Bring Your Own Key: full data encryption

A growing number of cloud service providers are betting on data encryption and, more specifically, on BYOK (Bring Your Own Key) formulas that give their customers control over their passwords or keys.

A

ll information that is transmitted over a public communications network, such as the Internet, is in danger of being read, so encryption, and even more so, specific strategies such as BYOK, can be the answer to unsolicited access, building a wall of privacy. 

The task of combining the freedom that companies wish to enjoy when locating their servers wherever they want and the privacy rights of technology users, is a challenge to which encryption can provide an answer. In addition, there is a long-standing debate in digital society about who owns the information that travels over the network: the sender or the provider that stores that information. 

BYOK practices are a mode of encryption that allows a customer to generate and keep the encryption key to protect and access his or her own cloud data. With BYOK, a balance is maintained in the relationship between customers and companies handling sensitive data, as the information becomes unreadable to those who do not possess the keys. Even if a security agency requests access to certain information, the provider, be it Amazon, Microsoft or any other, has no choice but to respond that it is not possible to provide it, keeping the customer’s integrity safe. 

One of the main differences between regular key encryption and BYOK patterns is that, in the first case, keys are encrypted before being stored or transmitted, while in BYOK, customers use their own keys to encrypt and protect their data stored in the cloud or on a service platform. Typically, when customers use such solutions, their data is encrypted using keys provided by the cloud service provider. BYOK schemes place the entire key management cycle on the customer and are also very efficient against attempted theft, attacks or security breaches. 

Sometimes both approaches are used in combination to provide greater security. For example, a cloud service provider may encipher a customer’s keys using encryption, and then allow the customer to import and use their own encryption keys with BYOK. 

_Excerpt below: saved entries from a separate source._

PR #914, opened 2016-08-25
Fix wrong option for trinity filter script

abretaud:
Just a little bugfix for the trinity filter script


tools/trinity/filter_low_expr_transcripts.xml
```diff
@@ -11,7 +11,7 @@
             --transcripts "$assembly"
 
             #if $additional_params.gene_map.has_gene_map == "no":
-                --gene_trans_map $additional_params.gene_map.gene_trans_map
+                --gene_to_trans_map $additional_params.gene_map.gene_trans_map
```
yhoogstrate: @abretaud would it make sense to add quotes to the path in case the path contains spaces? `--gene_to_trans_map "$additional_params.gene_map.gene_trans_map"`

yhoogstrate:
Hey Anthony, I have restarted Travis and now it seems to work. The fix seems appropriate so please merge and shed_update :+1: , thanks!

abretaud:
Thank you!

BYOK practices can help companies comply with security regulations and standards by enabling them to control their encryption keys and demonstrate that their data is protected, while respecting the freedom of users to manage it. On the other hand, however, it is of little use for companies to rely on encryption modes such as BYOK, if legislative frameworks do not move in the same direction. 

The UK has announced an online security bill that would ban end-to-end encryption. Although the legislative framework, from 2016, already exists to allow the removal of encryption, in practice the UK has never gone so far as to implement this power. Head of instant messaging giant Whatsapp, Will Cathcart, stated that the company will not comply with the requirements of the bill, arguing that it is the most troubling legislation currently being discussed in the Western world and that “compromising the security of the product is not an option.” In addition, the new law could require WhatsApp to implement content moderation policies that would be impossible to comply with without removing end-to-end encryption. Cathcart assured that it will refuse to operate in the UK before jeopardizing the autonomy of its customers, a decision that could be supported and thus followed, by other large companies. 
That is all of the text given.